No recuerdo el primer equipo eléctrico que vi en mi casa, siendo niño. Recuerdo que a medida que crecía iba descubriendo nuevos aparatos para mí fascinantes: el refrigerador de donde mi madre sacaba la leche, los refrescos, el agua que nos tomábamos siempre fría... el radio con el que oíamos los partidos de béisbol y algunos programas musicales como el de Barbarito Diez que mi madre jamás se perdía, así como novelas, y mi padre las noticias que además leía por las mañanas en los dos periódicos que traían a casa: EL PAIS y EXCELSIOR, con rotograbados los domingos y muñequitos en colores los fines de semana, con los que yo me deleitaba, disfrutándolos en mi habitación, a veces acostado en la cama, imaginando las aventuras, las acciones, los viajes, las regiones que aparecían, de las que prefería las de nieve, que soñaba con ver algún día, pensando que sería algo con lo que se podía jugar como un juguete más... y si acaso alguna batidora en la cocina para uso exclusivo de mi madre. No había más aparatos, al menos mientras yo cursé la primaria, hasta que cuando llegó la adolescencia aumentó la familia de la electricidad con un ventilador y un televisor en blanco y negro que opacó la emoción de los partidos de béisbol en la radio.
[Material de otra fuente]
PR #734, opened 2015-06-09
Fix autoflush

### LINKED ISSUE #656: Intentional AutoFlush change in FileTarget?

304NotModified:
Fixes #656 

- Flush was on wrong place
- also flush after replaceFileContent

### DIFF
--- a/src/NLog/Targets/FileTarget.cs
+++ b/src/NLog/Targets/FileTarget.cs
@@ -1544,12 +1544,12 @@ namespace NLog.Targets
                 this.WriteHeader(appender);
             }
 
+            appender.Write(bytes);
+
             if (this.AutoFlush)
             {
                 appender.Flush();
             }
-
-            appender.Write(bytes);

Con los años, que pasan demasiado rápido, en mi casa fue creciendo la familia eléctrica desde que comencé a trabajar, hasta llegar a la electrónica, modernizándonos un poco hasta donde podíamos vía recursos económicos. Hoy, muertos mis padres y yo esperando a la pelona que por ahora me ha dicho que tranquilo, que no me tiene en su lista de pedidos, vivo rodeado de artículos y equipos de distinta presencia y de variado uso: computadora, impresora, televisor, DVD, horno, ventiladores, aire acondicionado, calefacción, reloj fosforescente, afeitadora eléctrica, cámara fotográfica, lámpara de noche (que a veces uso de día), tensiómetro, equipo de música, mandos a distancia, etc.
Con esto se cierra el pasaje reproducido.